# understanding frequency distribution

I apologize for this basic question but I am a research librarian and not a statistician. I am trying to determine labor force participation rates from the CPS and I created a table. Could someone kindly point out how to interpret the results. I completed a number of video tutorials but the frequency distribution still confuses me. I included a screenshot below. Thank you in advance for your time and assistance. tribution table remains difficult.

hi. here’s another non-statistician’s partial answer.

the rows list mutually exclusive “attributes” of the subjects, i.e., one is either “At Work”, or “Unemployed, experienced worker”, “NILF, unable to work”, or “NILF, other”. each person is one of these, and *only* one of these. so, if you add up all these rows (for a particular year), you have all the subjects.

the bottom row (“COL TOTAL”) is a check, showing that the sum of the previous rows in that column add up to 100%. the right most column (“ROW TOTAL”) shows the sum of the previous columns in that row, and expresses that both as a number and as a percentage of the sum of the other rows in the right most column (which number is shown in the bottom right cell – right most column, bottom row – of the table).

columns: for your frequency table, the first colum (1996) says that, of the population in question (who *are* those people?), none were working, 45.8% were unable to work, while 54.2% were for other reasons “Not In the Labor Force”. those three numbers “exhaust” the population in question in 1996, so they add up to 100%, which is listed in the bottom row (“COL TOTAL”).

rows: if we look at a row, 10, say, “At work”, we see that only in year 2006 was that number greater than zero. in 2006, the number of people at work equaled 60.4%, again of the specific population you have selected; this number corresponds to 7,023.9 people in the population working. in the last column of row 10 (the column labeled “ROW TOTAL”), we see the same 7,023.9 people, and that, *in row 10*, these 7,023.9 people correspond to 14.6% of the 48,136.2 people at the bottom row (“COL TOTAL”).

*that* number, 48,136.2, is the sum of the numbers of the bottom row of the previous five columns. (in 1996, there were 11,668.8 people; in 2000, there were 4,087.5 people; in 2006, there were 11,626.1; in 2010, there were 7,845.6; and in 2016, there were 12,908.1.)

hope that helps.

Thank you so much. Just for clarification, I am working on a project calculating a jobs to population ratio for Hillsborough County (12057). Current literature suggests that the number of people claiming unable to work due to disability has increased along all age cohorts. I queried empstat, age(21-24) and disabwrk(2) Disability limits or prevents work.

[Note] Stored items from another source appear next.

PR #625, opened 2024-01-14
add support for xp-pen artist 10s table

hooger:
I have som trouble with this descriptor, please help me with it.

- I had to use the string that is returned by `libinput list-devices` for kwin to recognize the descriptor. However, this is quite weird as the tablet is an XP-Pen Artist 10s, and it is not obvious what an UGEE device is. That would be nice to overwrite, yet the ModelName key has made no difference. Am I doing something wrong, or it is a problem with kwin/ksystem settings?
- In the example table file there is something about a system identifier generated by wacom-hid-descriptor. Howevert, that project seems to be about devices that are drawing computers, while this device is an external, usb connected drawing tablet. Is it alright that I omitted these comment lines or should I extend the .table file somehow?

### DIFF
--- a/data/xp-pen-artist10s.tablet
+++ b/data/xp-pen-artist10s.tablet
@@ -4,12 +4,12 @@
 
 [Device]
 Name=UGEE 10.1 Tablet Monitor
-ModelName=XP-Pen Artist 10S (1st gen)
+ModelName=
 DeviceMatch=usb:5543:004a:UGEE 10.1 Tablet Monitor;usb:5543:004a:UGEE 10.1 Tablet Monitor Pad;usb:5543:004a:UGEE 10.1 Tablet Monitor Mouse
 PairedIDs=
 Class=Bamboo
-Width=8.5
-Height=5.3
+Width=9
+Height=5
 IntegratedIn=
 Layout=xp-pen-artist10s.svg
 Styli=@generic-no-eraser;
--- a/data/xp-pen-artist10s.tablet
+++ b/data/xp-pen-artist10s.tablet
@@ -1,6 +1,8 @@
 # XP-Pen
 # Artist 10S (1st generation)
 #
+# sysinfo.2kd91mftwQ
+# https://github.com/linuxwacom/wacom-hid-descriptors/issues/354
 
 [Device]
 Name=UGEE 10.1 Tablet Monitor
--- a/data/xp-pen-artist10s.tablet
+++ b/data/xp-pen-artist10s.tablet
@@ -23,7 +23,6 @@ Touch=false
 TouchSwitch=false
 Ring=false
 Ring2=false
-NumStrips=1
 
 [Buttons]
 Left=A;B;C;D;E;F
--- a/data/xp-pen-artist10s.tablet
+++ b/data/xp-pen-artist10s.tablet
@@ -1,0 +1,28 @@
+# XP-Pen
+# Artist 10S (1st generation)
+#
+
+[Device]
+Name=UGEE 10.1 Tablet Monitor
+ModelName=XP-Pen Artist 10S (1st gen)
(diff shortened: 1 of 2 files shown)


whot:
>  is not obvious what an UGEE device is

UGEE is afaik the parent company of XP-Pen, so some tablets get rebranded, others get rebranded by sticking them in a XP Pen box without changing the firmware to remove the UGEE references.

It's fine to list the Name as what it says on the box and have the `DeviceMatch` match on UGEE. libwacom only provides this as a hint, if kwin prefers to display the kernel name then there's nothing you can do (in libwacom) to change that.


> Is it alright that I omitted these comment lines or should I extend the .table file somehow?

Please extend it, e.g. all the Intuos tablets already in libwacom are external devices like the one you have. Until a few years ago, those were the majority before all the built-in ones started getting more numerous.

data/xp-pen-artist10s.tablet
```diff
@@ -0,0 +1,28 @@
...
+#
+
+[Device]
+Name=UGEE 10.1 Tablet Monitor
+ModelName=XP-Pen Artist 10S (1st gen)
+DeviceMatch=usb:5543:004a:UGEE 10.1 Tablet Monitor;usb:5543:004a:UGEE 10.1 Tablet Monitor Pad;usb:5543:004a:UGEE 10.1 Tablet Monitor Mouse
+PairedIDs=
+Class=Bamboo
+Width=8.5
+Height=5.3
```
whot, line 12: These need to be integers, so please just round them to whatever is closest. It doesn't *really* matter anyway (not sure anything actually uses those)

data/xp-pen-artist10s.tablet
```diff
@@ -0,0 +1,28 @@
+# XP-Pen
+# Artist 10S (1st generation)
+#
+
+[Device]
+Name=UGEE 10.1 Tablet Monitor
+ModelName=XP-Pen Artist 10S (1st gen)
```
whot, line 7:
```suggestion
ModelName=
```
ModelName doesn't really apply to most XP pen/UGEE tablets, more to Wacom where the "Wacom Intuos blah" has a model name of "ABC-123".

data/xp-pen-artist10s.tablet
hooger: fixed

data/xp-pen-artist10s.tablet
hooger: fixed

hooger:
> Please extend it, e.g. all the Intuos tablets already in libwacom are external devices like the one you have. Until a few years ago, those were the majority before all the built-in ones started getting more numerous.

I think I added all the necessary information in https://github.com/linuxwacom/wacom-hid-descriptors/issues/354 Can you take a look again, please?

data/xp-pen-artist10s.tablet
```diff
@@ -0,0 +1,30 @@
...
+Styli=@generic-no-eraser;
+
+[Features]
+Stylus=true
+Reversible=true
+Touch=false
+TouchSwitch=false
+Ring=false
+Ring2=false
+NumStrips=1
```
whot, line 26: `Bail out! ERROR:../test/test-tablet-svg-validity.c:136:check_touchstrip: assertion failed: (node != NULL)`

CI is complaining because the svg doesn't have a touch strip defined. Looks like the `data/xp-pen-artist12.tablet` file has one strip defined too so you can probably peek at that svg for guidance.

hooger: Ah, I see. Does this NumStrip means touch strip? This tablet (10s) has 6 buttons only, and they are sending event codes BTN_0 ... BTN_5 that's why I thought this is a NumStrip. Should I just remove it from the .tablet file then (NumStrip=0 is the default) ? See my commit.

whot: yep, `NumStrips` defines the number of touch strips. If yours doesn't have any of those then setting it to zero (or leaving it out) is enough.

whot:
Merged, thanks!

The allocation of cases is 19 so I assume that only 19 people actually answered the question. the number below the percentage, for example row 10 has a value of 60. and 7,023.9. Does the 7,023.9 indicate that as the total number of people are at work although they are claiming a disability. Since I only have 19 cases, I am thinking I need to expand teh sample size.

Any ideas, does this make sense?

Many many thanks for your help.

If you run the same table without weighting (i.e. select a weight of “none” versus wtsupp), you will see where the 19 cases come from. The 19 valid cases correspond to 19 responses (across the years selected) to the ASEC survey. The weighting variable, wtsupp, allows you to create population based estimates from the samples. Therefore, for 2006, the percentage of individuals aged 21-34 with a disability that limits or prevents work that are at work is 60%; 7,023 is the weighted number (population value) of individuals that fit the same criteria.

Just a quick note about your age filter: in your original screenshot, you have the criteria as 21-34, however, in your follow-up question, you indicated 21-24 as your desired age range. Age(21-34) will give you 19 unweighted cases, whereas age(21-24) will give you 5 unweighted cases.